Primeiro, aparecem as motos com o escalão precursor. Dois caras fortes, com óculos escuros. Estacionam diante da escola, olham em volta, trocam sinais de “positivo”. Daí, pegam o celular e ligam para o motorista do gigantesco SUV que traz a prole do sujeito milionário, bilionário, sei lá quanto.

- Liberado! – dizem.

Minutos depois chega o carro. Imenso, vidros escuros, blindado. Só o motorista desce, olhando em volta, fazendo sinais de OK para os seguranças da moto. Convencido de que está tudo certo, finalmente abre as portas do veículo. Duas crianças visivelmente amedrontadas descem correndo, direto para o portão da escola, sob os cuidados das professoras. Na saída das aulas, o ritual se repete. Duas crianças com pavor de sequestro, vítimas da liberdade que o dinheiro não dá.

Liberdade tipo assim: o filho da celebridade é um jovem recém-entrado na idade adulta. Está doidinho para estrear a idade adulta e outras coisinhas levando sua namoradinha a um ninho de amor – como fazem muitos jovens nas primeiras escapadas românticas. A mãe do jovem e seu pai, ambos celebridades do mesmo porte, dizem:

- De jeito nenhum! Só se o Jorge for junto.

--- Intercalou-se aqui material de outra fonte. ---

PR #1284, opened 2024-04-10
feat(upgrade): upgrade to alpha 8

beniaminmunteanu:
This PR upgrades testnet to rafiki alpha-8
& upgrades node version to 20.12.1 (current iron lts)

### DIFF
--- a/docker/prod/docker-compose.yml
+++ b/docker/prod/docker-compose.yml
@@ -119,7 +119,7 @@ services:
     <<: *logging
 
   rafiki-auth:
-    image: ghcr.io/interledger/rafiki-auth:v1.0.0-alpha.7
+    image: ghcr.io/interledger/rafiki-auth:v1.0.0-alpha.8
     container_name: rafiki-auth
     environment:
       NODE_ENV: ${NODE_ENV}
@@ -143,7 +143,7 @@ services:
     <<: *logging
 
   rafiki-backend:
-    image: ghcr.io/interledger/rafiki-backend:v1.0.0-alpha.7
+    image: ghcr.io/interledger/rafiki-backend:v1.0.0-alpha.8
     container_name: rafiki-backend
     depends_on:
       - postgres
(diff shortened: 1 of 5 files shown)


Tymmmy (approved):

packages/boutique/backend/package.json
```diff
@@ -8,7 +8,7 @@
   },
   "dependencies": {
     "@google-cloud/logging-winston": "^6.0.0",
-    "@interledger/open-payments": "^6.7.1",
+    "@interledger/open-payments": "^6.8.0",
```
raducristianpopa, line 11: Is there an issue with the `6.8.2` version ?

docker/prod/docker-compose.yml
```diff
@@ -190,7 +190,7 @@ services:
     <<: *logging
 
   rafiki-frontend:
-    image: ghcr.io/interledger/rafiki-frontend:v1.0.0-alpha.7
+    image: ghcr.io/interledger/rafiki-frontend:v1.0.0-8
```
dragosp1011, line 193: alpha?

package.json
```diff
@@ -50,7 +50,7 @@
     "pnpm": "^8.15.6",
     "npm": "pnpm",
     "yarn": "pnpm",
-    "node": "^18.14.0"
+    "node": "^20.12.1"
```
dragosp1011, line 53: what about Docker files?

packages/boutique/backend/package.json
dragosp1011: probably not, this is the version in rafiki

beniaminmunteanu: will go for ^ 6.8.2 then, rafiki already uses 6.8.2 just that ^6.8.0 is in the package json

package.json
beniaminmunteanu: have another look please

dragosp1011 (approved):

dragosp1011 (approved):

Jorge é o segurança da família. Ex-policial, faixa-preta, armado, está sempre por perto. O jovem reclama, esbraveja - e desiste. Que graça tem uma escapada secreta com a namorada e com o Jorge de vela?

Tipo outra: o juiz é gente importante. Sob sua toga negra e na ponta da caneta, os destinos de milhões de brasileiros. Porém, não é um cara decente. Ganhou fortunas, grande parte depositada em contas no exterior. Que chato: não pode se assentar, por exemplo, ao ar livre, num café aprazível de uma cidade da Europa. Logo descobrem-no e passa a escutar algumas verdades que não lhe foram ditas ainda. Foge às pressas, rumo ao hotel. É um homem marcado.

Certo empresário, cheio de amigos poderosos e defendido por um batalhão de advogados chiques, monta e apronta falcatruas em obras e contratos com estatais. Mudou o governo, ele perdeu as boquinhas e as jogadas corruptas. Na fila do aeroporto, reconhecido pelos pobres mortais lesados direta e indiretamente, toma vaias, palavrões e se refugia no banheiro, filmado por dezenas de celulares. Livre para gastar a grana surrupiada? Naninha.

O político roubou milhões em comissões, agrados, mutretas, superfaturamentos, manobras partidárias. Cuidadoso, fez com que tudo parecesse legal. Agora, aposentado, seria hora de desfrutar do vergonhoso butim. Xi! Mesmo com restaurantes e botecos liberados, não pode comer uma pizza e tomar um chope com os filhos num sábado à noite. Vive confinado em seu apartamento luxuoso. Os vizinhos sabem dos casos, mas fingem não saber; cumprimentam-no no elevador com deslavada cara-de-pau, fazer o quê? Está vigiado, caçado, apontado pelos dedos indignados de uma nação inteira. Liberdade, liberdade tipo assim; aquela que o dinheiro da roubalheira não traz.